The effect of mothers’ employment on youth gender role attitudes: evidence from Egypt

Type Working Paper
Title The effect of mothers’ employment on youth gender role attitudes: evidence from Egypt
Author(s)
Publication (Day/Month/Year) 2017
URL http://erf.org.eg/wp-content/uploads/2017/06/1125.pdf
Abstract
Cross-nationally, having a working mother during childhood is associated with more
egalitarian attitudes among both adult men and women. However, no previous studies have
explored this relationship in the Middle East and North Africa, where women’s employment
rates have remained persistently low. In this paper, we examine the impact of having a working
mother during childhood on Egyptian young people’s attitudes towards women’s roles in the
public sphere, gender roles in the household, and ideals around number of children and
women’s age at marriage that are related to gender roles. In order to address the potential
endogeneity of mother’s work and attitudes formation, we use an instrumental variable
approach with panel data from the Survey of Young People in Egypt 2009 and 2014 waves.

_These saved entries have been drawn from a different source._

PR #69, opened 2016-03-28
Add option to remove trailing whitespace

tomjkidd:
The implementation respects the surrounding whitespace and handles whitespace at the end of the string for cases where I would expect it is desired. Note that I am new to the codebase, open to feedback if I missed something.

### DIFF
--- a/cljfmt/src/cljfmt/core.cljc
+++ b/cljfmt/src/cljfmt/core.cljc
@@ -273,6 +273,19 @@
   ([form indents]
    (indent (unindent form) indents)))
 
+(defn root? [zloc]
+  (nil? (zip/up zloc)))
+
+(defn final? [zloc]
+  (and (nil? (zip/right zloc)) (root? (zip/up zloc))))
+
+(defn- trailing-whitespace? [zloc]
+ (and (whitespace? zloc)
+      (or (zlinebreak? (zip/right zloc)) (final? zloc))))
+
+(defn remove-trailing-whitespace [form]
+  (transform form edit-all trailing-whitespace? zip/remove))
+
 (defn reformat-form
   [form & [{:as opts}]]
   (-> form
@@ -283,7 +296,9 @@
       (cond-> (:insert-missing-whitespace? opts true)
         insert-missing-whitespace)
       (cond-> (:indentation? opts true)
-        (reindent (:indents opts default-indents)))))
+        (reindent (:indents opts default-indents)))
+      (cond-> (:remove-trailing-whitespace? opts true)
+        remove-trailing-whitespace)))
 
 (defn reformat-string [form-string & [options]]
   (-> (p/parse-string-all form-string)
--- a/cljfmt/test/cljfmt/core_test.cljc
+++ b/cljfmt/test/cljfmt/core_test.cljc
@@ -172,6 +172,26 @@
   (is (= (reformat-string "(foo)\n;bar\n;baz\n;qux\n(bang)")
          "(foo)\n;bar\n;baz\n;qux\n(bang)")))
 
+(deftest test-trailing-whitespace
+  (testing "trailing-whitespace"
+    (is (= (reformat-string "(foo bar) ")
+           "(foo bar)"))
+    (is (= (reformat-string "(foo bar)\n")
+           "(foo bar)\n"))
+    (is (= (reformat-string "(foo bar) \n ")
+           "(foo bar)\n"))
+    (is (= (reformat-string "(foo bar) \n(foo baz)")
+           "(foo bar)\n(foo baz)"))
+    (is (= (reformat-string "(foo bar)\t\n(foo baz)")
+           "(foo bar)\n(foo baz)")))
+
+  (testing "preserve surrounding whitespace"
+    (is (= (reformat-string "( foo bar ) \n" {:remove-surrounding-whitespace? false})
+           "( foo bar )\n"))
+    (is (= (reformat-string
+            "( foo bar )   \n( foo baz )\n" {:remove-surrounding-whitespace? false})
+           "( foo bar )\n( foo baz )\n"))))
+
 (deftest test-options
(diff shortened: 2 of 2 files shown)


weavejester:
Thanks for the patch! It's well done for someone who's new to the codebase (and to Clojure). However, I do have a few suggestions which I'll add as inline comments on the commit.

cljfmt/src/cljfmt/core.cljc
```diff
@@ -273,6 +274,21 @@
   ([form indents]
    (indent (unindent form) indents)))
 
+(defn- trailing-whitespace? [zloc]
```
weavejester: I think this function is a little overly complex. What we want is to match two circumstances:

1. Whitespace followed by a newline
2. Whitespace that's at the end of the file

That sound about right? So we could write (1) as:

```clojure
(defn- trailing-whitespace? [zloc]
  (let [r (zip/right zloc)]
    (and (whitespace? zloc) (line-break? r) (not (comment? r))))
```

As you likely discovered for yourself, `line-break?` matches both newlines and comments:

```clojure
(defn- line-break? [zloc]
  (or (zlinebreak? zloc) (comment? zloc)))
```

That was because I didn't think there'd be cause to treat them differently. However, in this case we do want to treat them differently, so we can just use the raw `zlinebreak?` function (which probably needs a better name, now).

```clojure
(defn- trailing-whitespace? [zloc]
  (and (whitespace? zloc) (zlinebreak? (zip/right zloc))))
```

That takes care of (1). Now we just need to figure out (2). It turns out that if we just use:

```clojure
(nil? (zip/right zloc))
```

Then we fall afoul of whitespace internal to forms, e.g. `( foo )` becomes `( foo)`. I see you noticed this as well, because you added in `(not (surrounding? zloc whitespace?))`.

However, I think there's a better way of handling this. We check `(nil? (zip/right zloc))` only when we know we're directly below the root form:

```clojure
(defn final? [zloc]
  (and (nil? (zip/right zloc)) (root? (zip/up zloc))))
```

How do we know what the root form is? Well, when we can no longer go `zip/up`:

```clojure
(defn root? [zloc]
  (nil? (zip/up zloc)))
```

So all together:

```clojure
(defn- trailing-whitespace? [zloc]
  (and (whitespace? zloc)
       (or (zlinebreak? (zip/right zloc)) (final? zloc))))
```

This also removes the need for `trimr` in `reformat-string`.

cljfmt/test/cljfmt/core_test.cljc
```diff
@@ -172,6 +172,25 @@
   (is (= (reformat-string "(foo)\n;bar\n;baz\n;qux\n(bang)")
          "(foo)\n;bar\n;baz\n;qux\n(bang)")))
 
+(deftest test-trailing-whitespace
+  (testing "trailing-whitespace"
+    (is (= (reformat-string "(foo bar) ")
+           "(foo bar)"))
+    (is (= (reformat-string "(foo bar)\n")
+           "(foo bar)"))
```
weavejester: Having a newline at the end of the file is valid, so `"(foo bar)\n"` shouldn't be changed.

cljfmt/test/cljfmt/core_test.cljc
```diff
@@ -172,6 +172,25 @@
...
+    (is (= (reformat-string "(foo bar)   \n  ")
```
weavejester: `"(foo bar)   \n  "` should reformat to `"(foo bar)   \n"`.

cljfmt/test/cljfmt/core_test.cljc
```diff
@@ -172,6 +172,25 @@
...
+           "(foo bar)"))
+    (is (= (reformat-string "(foo bar) \n(foo baz)")
+           "(foo bar)\n(foo baz)"))
+    (is (= (reformat-string "(foo bar)\t\n(foo baz)")
+           "(foo bar)\n(foo baz)")))
+
+  (testing "preserve surrounding whitespace"
+    (is (= (reformat-string "( foo bar )   \n" {:remove-surrounding-whitespace? false})
+           "( foo bar )"))
+    (is (= (reformat-string "( foo bar )   \n( foo baz )\n" {:remove-surrounding-whitespace? false})
```
weavejester: This line was a little long. Perhaps break it up a bit:

```clojure
(is (= (reformat-string
        "( foo bar )   \n( foo baz )\n" {:remove-surrounding-whitespace? false})
       "( foo bar )\n( foo baz )"))))
```

weavejester:
Your commit message also needs some minor changes. I follow [the seven rules](http://chris.beams.io/posts/git-commit/#seven-rules), so your commit message should ideally read:

    Add remove-trailing-whitespace functionality

tomjkidd:
Thank you for the details in how you got from my code to a cleaner solution. I really appreciate the feedback you gave and the link for commit messages. I am looking into how to rebase the commits so that they are in a cleaner format, let me know if you see anything else that needs to be done.

weavejester:
You're welcome :)

For rebasing the commits, you'll want to perform an [interactive rebase](http://gitready.com/advanced/2009/02/10/squashing-commits-with-rebase.html). If you could squash all the changes into one commit, then your PR will be ready to merge.

tomjkidd:
That link was helpful, too! Thanks again.

cljfmt/src/cljfmt/core.cljc
```diff
@@ -3,6 +3,7 @@
        [(:require
          [clojure.java.io :as io]
          [clojure.zip :as zip]
+         [clojure.string :as str]
```
weavejester: This can be removed now, right?

tomjkidd: I was in the process of my second interactive rebase having noticed that, should be good now.

weavejester:
Thanks! I'll do a release shortly.

weavejester:
Released 0.5.0. Do you have a Twitter handle? I can mention you on the release tweet.

tomjkidd:
Oh, don't worry about it! Thanks for the opportunity.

Mother’s employment is instrumented using the governorate-level female labor force
participation rate and percentage of women working in the public sector in 2009. We find that
having a working mother during childhood led to significantly more egalitarian attitudes
towards women’s roles in the public sphere among both young men and women. However,
there was no effect on young people’s attitudes towards gender roles in the household. Having
a working mother led to lower ideal number of children among sons, but did not have any effect
on views of the ideal age of marriage for women among children of either gender. In the
Egyptian context, having a working mother during childhood thus appears to led to more
egalitarian attitudes around women’s roles outside the household but not necessarily their roles
inside the household. This suggests that attitudes around gender roles in the household may be
more strongly socially conditioned and thus less affected by individual experience, and is also
consistent with the finding from labor market research that women continue to bear the brunt
of housework and childcare in Egypt even when they are employed. Thus, while having an
employed mother does have some liberalizing effect on individual attitudes, broader change in
attitudes around gender roles both inside and outside the home may be needed in order to foster
increased female labor force participation.